Like so many other anti-colonial thinkers and activists, Ho was then attracted by Lenin’s 1916 pamphlet, which asserted that the U.S. was no less an imperial power than Britain, France or Japan, greedy for resources, territory and markets, and that it was the inherent instability of the global capitalist system that had caused the Great War.
1919 was a crucial year for many nations struggling to be freed from colonialism. Ho Chi Minh joined the French Communist Party in 1921. “It was patriotism, not Communism,” he later recalled, “which had prompted me to believe in Lenin.”
In India, the 29-year-old Jawaharlal Nehru wrote of how the “Wilsonian moment” had passed, and “for ourselves it is again the distant hope that must inspire us, not the immediate breathless looking for deliverance.”
A 25-year-old Chinese journalist by the name of Mao Zedong lamented, “So much for national self-determination, I think it’s really shameless!”
He wrote to his friends in France to say that he was through with all other ideas save “the Russian Revolution,” which was the only way to liberate China.
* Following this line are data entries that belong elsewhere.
PR #7969, opened 2022-12-07
Draft: fix make_sketch bugs

Roy-043:
This PR fixes 3 make_sketch bugs:

1. The last segment of an unrotated Rectangle was not constrained horizontally/vertically.
2. The `isAligned` function worked without a tolerance. This meant that none of the edges of a 90 degree rotated Rectangle was constrained horizontally/vertically.
3. Filleted Wires, Rectangles and Polygons where skipped. [Forum topic](https://forum.freecadweb.org/viewtopic.php?f=23&t=74194).

---

### DIFF
--- a/src/Mod/Draft/draftgeoutils/general.py
+++ b/src/Mod/Draft/draftgeoutils/general.py
@@ -148,32 +148,30 @@ def isAligned(edge, axis="x"):
 
     The axis can be 'x', 'y' or 'z'.
     """
+    def is_same(a, b):
+      return round(a, precision()) == round(b, precision())
+
     if axis == "x":
         if isinstance(edge, Part.Edge):
             if len(edge.Vertexes) == 2:
-                if edge.Vertexes[0].X == edge.Vertexes[-1].X:
-                    return True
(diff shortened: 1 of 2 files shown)


src/Mod/Draft/draftgeoutils/general.py
```diff
@@ -148,32 +148,30 @@ def isAligned(edge, axis="x"):
 
     The axis can be 'x', 'y' or 'z'.
     """
+    def is_same(a, b):
+      return round(a, precision()) == round(b, precision())
```
0penBrain, line 152: Any reason to not use something like ` return abs(a-b) < precision()` ?

Roy-043: If I am not mistaken it would then have to be:
`return abs(a-b) < 10 ** (-precision() - 1)`

In other parts of the file `round` is used though. I believe you would call this 'local consistency'... But both solutions are fine by me.

Roy-043: What I don't like about the `isAligned` function is the repetition of (almost) the same code block for x, y and z.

Two years later, the Chinese Communist Party was birthed in Shanghai.
Mao later recalled: “The whole of the Chinese revolutionary movement found its origin in the action of young students and intellectuals who had been awakened.”
We know how Germany took its revenge on Britain and France two decades later, having been utterly humiliated at the Paris conference of 1919 and excluded from the League of Nations.
And Ho Chi Minh not only drove the French out of Indochina but inflicted on the United States the most humiliating military defeat in its history.
Over 50,000 Americans lost their lives, not to mention numberless Vietnamese and Laotians, because of Wilson’s decision to ignore the humble petition of a Vietnamese migrant worker.
One of the unofficial Chinese representatives to Paris, Liang Qichao, wrote back home that “China’s only crime” had been “her weakness and her belief in international justice after the war. If driven to desperation, she attempts something hopeless, those who have helped to decide her fate cannot escape a part of the responsibility.”
If the next generation of Maos, Hos, Osamas and Castros are being formed today in Gaza, the West Bank, northwest Pakistan, the Congo or northern Sri Lanka, who bears responsibility?
And whose stories will be told in the global media in 2019, when the world “remembers” 1919?